The Innovation Journey - Improve it or lose it - Van de Ven

Mapping the Innovation Journey – Van de Ven et al

This chapter provides a useful map of the innovation journey in the context of innovation efforts within big business organizations and an entrepreneurial start up. Though the cases presented are limited in context, this framework, distilled from so many excellent works on innovation process, provides considerable opportunity for application to innovation efforts within environments such as public policy, small and family business, non-profit organizations, education, etc.

For example, our use of the blog can be examined through the lens of this map. I have observed “The Initiation Period” (23) since the spring 2007 semester, when one of my classmates in Leadership for the Common Good created a class blog just to see if anyone would use it. The process continued last fall as this same person in a class led by Professor Crosby created a very useful online forum for his geographically dispersed project team.

We are the “innovation personnel” in “The Developmental Period” (23) and as participants in this seminar, exhibit characteristics of an innovation team: we participate in fluid ways, choosing where and when we add content, we are doing this on a part time basis while engaged in more traditionally structured class work, some frustration and pain has been discussed, and our “top manager” has intervened as a mentor to help us refine the norms and requirements, and long after we disperse as a class, further development will probably take place in other classrooms before blogs become a universal tool at the Humphrey Institute.

True to the assertion that “Innovation, adoption and implementation occurs throughout the developmental period…” we are also in the “Implementation/Termination Period (24) “integrating the new” blog with the “old” WebCT system.

Our class blog project appears to be relatively benign.

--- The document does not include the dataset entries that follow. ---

PR #16564, opened 2020-12-16
MM-28549: Bump up postgres version

agnivade:
https://mattermost.atlassian.net/browse/MM-28549

```release-notes
Mattermost does not support Postgres 9.4 anymore. The minimum
required version for Postgres will be 10.
```

### DIFF
--- a/build/docker-compose.common.yml
+++ b/build/docker-compose.common.yml
@@ -17,7 +17,7 @@ services:
       timeout: 10s
       retries: 3
   postgres:
-    image: "postgres:9.4"
+    image: "postgres:10"
     restart: always
     networks:
       - mm-test


agnivade:
Finally it's here :tada: 

@metanerd - I checked gitlab and circleCI files. All of them seem to setup the environment from docker-compose. I believe there is nothing else to change. But please let me know if I am mistaken and there is some other part of the pipeline that needs modification.

metanerd (approved):
That should indeed be everything needed. LGTM

grundleborg (approved):
LGTM. @agnivade can you also add the other ticket to make startup of the server fail fast on old Postgres versions? I think it would be good to merge both around the same time so it's a really clean break.

agnivade:
@grundleborg - I was thinking to make a gradual change to soak this change first a little in CI. So that we are 100% confident that everything works fine with pg10. And then make the fail fast PR. But 0/5 on making it right now. Thoughts?

grundleborg:
@agnivade I see what you mean. Yes, I'm happy for this to be merged today and then you add the fail fast in say, 1 week's time assuming this didn't get reverted for any reason. Is that what you are thinking?

agnivade:
Yep, that's right. :)

amyblais:
@agnivade I noticed v5.31 milestone on the ticket. Since v5.31 will be based on the cloud release we did last week https://community.mattermost.com/private-core/pl/khyfkk1h1pbpmcon7g7auhjmnr, do I move this to v5.32 or is this a high priority to cherry-pick separately to v5.31?

agnivade:
Nope, no need to cherry-pick. The milestone was old I think.

PR #16568, opened 2020-12-16
MM-31401  Add Shared flag to Channels table

wiggin77:
#### Summary
This PR adds a new flag to the Channels table `Shared`.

Though the outcome may mean significant change in how graduate seminars function, there are not significant financial resources or academic careers at stake. Failure in this context, however that may be defined, will not result in rolling heads, which is contrary to Van de Ven’s finding that there are no second chances in the business world for innovation leaders whose projects fail to generate bottom line results. (62) This is a disturbing disconnect between organizational values and the innovation management process. Every organization in Van de Ven’s MIRP study that espouse a “permission to fail” value aimed at encouraging innovation merely pay lip service to the idea.

Is this no second chance characteristic due to the way innovation leaders must behave in their quest to obtain resources? Do institutional norms in large organizations lead innovators to compromise their integrity by projecting overly optimistic outcomes in order to win resources? Does the need to promise results along strictly defined and often abbreviated time lines in order to win resources from management increase the odds that an innovation project will fail? Or is the real culprit the lack of proper training for innovation project managers? What sort of training or set of values would help leaders who allocate resources be more kindly disposed to their struggling project managers and slow the over optimism rush of the common fast track timeline into more sustainable innovation efforts?

As we look at another innovation model, the Crosby and Bryson’s “Policy Change Cycle”, this chapter provides many useful insights. One that resonated with me relates to their “Implementation Phase”. Van de Ven concludes that implementing a few aspects of an innovation in many project sites, and offering some control by the site managers is a more successful approach than having a deeper demonstration of the innovation at one pilot project site. This strategy may prevent bureaucratic inertia by decentralizing the innovation while simultaneously building a coalition of practitioners who will support adding more aspects of the innovation to their operations. It will also prevent early derailment of the innovation due to a focused attack by opponents on the one pilot project. Multiple sites with autonomy also foster an evolutionary environment that may enrich the effectiveness of the innovation itself.

Finally a thanks to Scott Marshall whose posted discussion of values in organizations provided an important insight for my approach to this posting.

Comments

Although this piece was focused on innovation in the business sector, I saw multiple correlations to my work with nonprofits. The Innovation Journey cycle they outline is very similar and even the overly ambitious projections made by managers in order to win resources is the same. Nonprofit managers and development directors are probably even more guilty than private businesses of painting grand pictures of success that embellish the truth. They need to in order to survive. It's the no second chance rule.

Failed project ideas will not be re-funded. Failing non-profits are high-risk for foundations and are unlikely to receive grants. Any hint of failure scares away individual donors, volunteers, organizational partners, etc. The no-second chance policy is absolutely necessary in the face of limited resources and time.

I wouldn't say that managers who promise ambitious results have compromised their integrity (unless they are outright lies). If you shoot for the stars, you might get the moon.